# Kennt Ihr die Village Idiots? - Das sind die ersten Namen berühmter Bands...



## SteveJ (18 Juni 2022)

Viele berühmte Bands haben ihre Karrieren unter anderen Namen begonnen.
Aus dem ein oder anderen Grund haben sie ihre Namen dann irgendwann zu denen geändert, die wir heute kennen.
Wieder andere Bands sind aus früheren Vorbands hervorgegangen.
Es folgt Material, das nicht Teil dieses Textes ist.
Issue #3537, opened 2017-01-12
Published crates should include LICENSE file


raphlinus:
I'd like for published crates to include the text of the LICENSE along with the code. For our use case (making a repo of vendored crates), the cargo-vendor tool is populating the vendor directory with lots of packages that are missing LICENSE. There are basically two reasons for this:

Manche dieser ehemaligen Namen sind urkomisch, andere ziemlich langweilig und manche schlicht und ergreifend inkorrekt oder unmöglich.

Hier einige Beispiele:

*Lady Antebellum*
Sie wurden als Lady Antebellum berühmt, aber jetzt möchten sie, dass die Welt sie als *Lady A* anspricht. 
Die äußerst populäre und mit einem Grammy ausgezeichnete Country-Band, die seit 2006 den Namen Lady Antebellum verwendet, hat sich zu dieser Änderung entschlossen, da das Wort Antebellum mit Sklaverei assoziiert wird... 
Aber auch der neue Name der Band ist kein Gewinn, denn eine schwarze Bluessängerin aus Seattle (mit richtigem Namen Anita White) verwendet seit Jahrzehnten den Künstlernamen Lady A. 
Jetzt geht es vor Gericht um die Erlaubnis, ob Band und Sängerin den Namen nutzen dürfen... 🤦


*The Pendeltons*
Pendleton-Hemden (Wollkaro-Hemden) wurden damals in den 1960ern von Surfern getragen. 
Brian Wilson, der kreative Kopf der Band, dachte, es wäre ein guter Name für seine Band. 
Er änderte ihn jedoch schließlich in *Beach Boys*. 


*Skid Row*
Bevor Kurt Cobains Band zu *Nirvana* wurde, trug sie verschiedene Namen, darunter Fecal Matter (Cobains ursprüngliche Punkband), Skid Row (nicht zu verwechseln mit der gleichnamigen Hard-Rock-/Heavy-Metal-Band) und Man Bug, um nur einige zu nennen.


*The Quarrymen*
Bevor die *Beatles* zusammen kamen, rockten John Lennon und Paul McCartney in Liverpool als die Quarrymen (dt. Steinbrucharbeiter).


*On a Friday*
Thom Yorkes Band probte nach der Schule. Ratet mal, wann? Genau, freitags. 
Zum Glück haben sie ihren Namen in* Radiohead* geändert. 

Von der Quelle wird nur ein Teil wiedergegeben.